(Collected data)
———
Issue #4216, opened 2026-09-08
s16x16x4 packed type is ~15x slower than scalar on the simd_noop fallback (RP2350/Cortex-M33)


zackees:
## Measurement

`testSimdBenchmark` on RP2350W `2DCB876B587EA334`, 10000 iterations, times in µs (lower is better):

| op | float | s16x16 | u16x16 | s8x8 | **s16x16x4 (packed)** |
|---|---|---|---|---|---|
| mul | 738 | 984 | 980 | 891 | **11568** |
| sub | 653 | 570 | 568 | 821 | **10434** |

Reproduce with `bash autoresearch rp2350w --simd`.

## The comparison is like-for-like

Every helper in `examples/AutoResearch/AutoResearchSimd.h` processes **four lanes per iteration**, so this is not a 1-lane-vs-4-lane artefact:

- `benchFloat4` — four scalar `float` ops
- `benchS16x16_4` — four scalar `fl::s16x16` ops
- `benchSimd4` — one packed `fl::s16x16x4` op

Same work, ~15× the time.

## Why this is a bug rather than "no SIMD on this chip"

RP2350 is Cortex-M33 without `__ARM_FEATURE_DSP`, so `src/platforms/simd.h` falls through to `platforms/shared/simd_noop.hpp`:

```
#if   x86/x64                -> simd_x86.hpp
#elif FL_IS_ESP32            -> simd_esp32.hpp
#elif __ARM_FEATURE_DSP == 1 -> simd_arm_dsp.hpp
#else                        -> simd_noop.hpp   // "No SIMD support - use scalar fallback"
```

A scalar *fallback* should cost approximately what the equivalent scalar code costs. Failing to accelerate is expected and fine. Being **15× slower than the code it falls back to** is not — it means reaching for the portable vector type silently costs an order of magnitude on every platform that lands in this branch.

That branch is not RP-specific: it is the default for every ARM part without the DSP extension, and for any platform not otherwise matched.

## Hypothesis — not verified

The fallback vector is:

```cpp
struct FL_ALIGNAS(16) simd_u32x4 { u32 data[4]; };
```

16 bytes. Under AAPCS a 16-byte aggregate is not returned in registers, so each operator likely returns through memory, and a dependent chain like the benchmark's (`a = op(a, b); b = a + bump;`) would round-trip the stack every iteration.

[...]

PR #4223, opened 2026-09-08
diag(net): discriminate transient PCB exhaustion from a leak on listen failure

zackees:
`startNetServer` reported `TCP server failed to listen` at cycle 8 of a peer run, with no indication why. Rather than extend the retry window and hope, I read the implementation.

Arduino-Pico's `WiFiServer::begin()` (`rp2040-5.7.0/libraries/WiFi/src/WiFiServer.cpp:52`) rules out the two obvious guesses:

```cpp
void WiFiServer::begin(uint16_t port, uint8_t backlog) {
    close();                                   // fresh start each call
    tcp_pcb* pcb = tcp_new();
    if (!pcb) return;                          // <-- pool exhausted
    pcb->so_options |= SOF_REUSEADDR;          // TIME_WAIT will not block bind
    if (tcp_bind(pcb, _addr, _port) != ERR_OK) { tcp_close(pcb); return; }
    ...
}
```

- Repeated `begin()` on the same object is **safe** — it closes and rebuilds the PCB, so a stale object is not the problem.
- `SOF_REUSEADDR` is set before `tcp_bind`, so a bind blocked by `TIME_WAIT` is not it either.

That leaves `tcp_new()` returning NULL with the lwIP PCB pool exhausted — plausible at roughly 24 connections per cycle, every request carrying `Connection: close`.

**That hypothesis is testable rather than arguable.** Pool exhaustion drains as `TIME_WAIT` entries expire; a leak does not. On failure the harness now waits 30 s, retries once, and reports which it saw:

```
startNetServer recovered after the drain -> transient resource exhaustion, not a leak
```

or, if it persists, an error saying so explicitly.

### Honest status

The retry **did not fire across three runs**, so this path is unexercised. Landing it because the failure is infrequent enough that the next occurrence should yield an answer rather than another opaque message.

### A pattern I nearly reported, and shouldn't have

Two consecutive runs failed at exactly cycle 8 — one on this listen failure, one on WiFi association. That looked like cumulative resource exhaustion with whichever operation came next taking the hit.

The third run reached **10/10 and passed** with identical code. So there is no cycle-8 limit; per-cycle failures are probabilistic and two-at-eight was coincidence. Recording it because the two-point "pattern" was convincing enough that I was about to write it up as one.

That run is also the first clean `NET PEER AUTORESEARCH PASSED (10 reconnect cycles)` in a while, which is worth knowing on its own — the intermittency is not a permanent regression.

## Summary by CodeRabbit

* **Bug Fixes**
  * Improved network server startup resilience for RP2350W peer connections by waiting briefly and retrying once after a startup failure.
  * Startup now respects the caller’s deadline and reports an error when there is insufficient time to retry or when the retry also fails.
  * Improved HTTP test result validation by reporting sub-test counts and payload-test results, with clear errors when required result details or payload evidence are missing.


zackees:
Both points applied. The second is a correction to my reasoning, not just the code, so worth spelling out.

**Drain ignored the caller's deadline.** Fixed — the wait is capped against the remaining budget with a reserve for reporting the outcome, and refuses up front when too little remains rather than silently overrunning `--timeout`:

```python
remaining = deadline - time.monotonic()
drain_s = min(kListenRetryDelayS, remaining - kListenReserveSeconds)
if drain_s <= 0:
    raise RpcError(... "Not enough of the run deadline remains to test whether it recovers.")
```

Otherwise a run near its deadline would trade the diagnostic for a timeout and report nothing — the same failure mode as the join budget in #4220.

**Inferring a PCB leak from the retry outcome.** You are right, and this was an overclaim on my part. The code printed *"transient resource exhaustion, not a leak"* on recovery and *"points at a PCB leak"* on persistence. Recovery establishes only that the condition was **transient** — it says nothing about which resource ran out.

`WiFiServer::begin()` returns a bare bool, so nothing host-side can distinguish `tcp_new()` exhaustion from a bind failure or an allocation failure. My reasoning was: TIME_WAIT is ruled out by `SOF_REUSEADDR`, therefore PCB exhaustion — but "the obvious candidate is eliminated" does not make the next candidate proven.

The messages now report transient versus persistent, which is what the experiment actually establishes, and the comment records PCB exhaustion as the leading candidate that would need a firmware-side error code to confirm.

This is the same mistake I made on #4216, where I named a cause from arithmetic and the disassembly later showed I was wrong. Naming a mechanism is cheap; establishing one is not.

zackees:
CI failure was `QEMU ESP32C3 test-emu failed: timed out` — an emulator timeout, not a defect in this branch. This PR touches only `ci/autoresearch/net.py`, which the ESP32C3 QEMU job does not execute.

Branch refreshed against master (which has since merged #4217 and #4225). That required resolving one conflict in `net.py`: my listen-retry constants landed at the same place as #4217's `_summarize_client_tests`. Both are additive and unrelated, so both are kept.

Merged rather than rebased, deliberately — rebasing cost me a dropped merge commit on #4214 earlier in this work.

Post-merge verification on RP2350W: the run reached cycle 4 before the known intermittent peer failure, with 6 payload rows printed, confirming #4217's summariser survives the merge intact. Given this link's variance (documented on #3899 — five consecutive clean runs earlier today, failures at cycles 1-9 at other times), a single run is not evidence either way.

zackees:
———
*EXERCISE BRIEF*: Only a word-for-word repetition of the lines from the one containing "Merged rather than" to the final line of the data above counts as the answer.

*TASK ANSWER*:
Merged rather than rebased, deliberately — rebasing cost me a dropped merge commit on #4214 earlier in this work.

Post-merge verification on RP2350W: the run reached cycle 4 before the known intermittent peer failure, with 6 payload rows printed, confirming #4217's summariser survives the merge intact. Given this link's variance (documented on #3899 — five consecutive clean runs earlier today, failures at cycles 1-9 at other times), a single run is not evidence either way.

zackees:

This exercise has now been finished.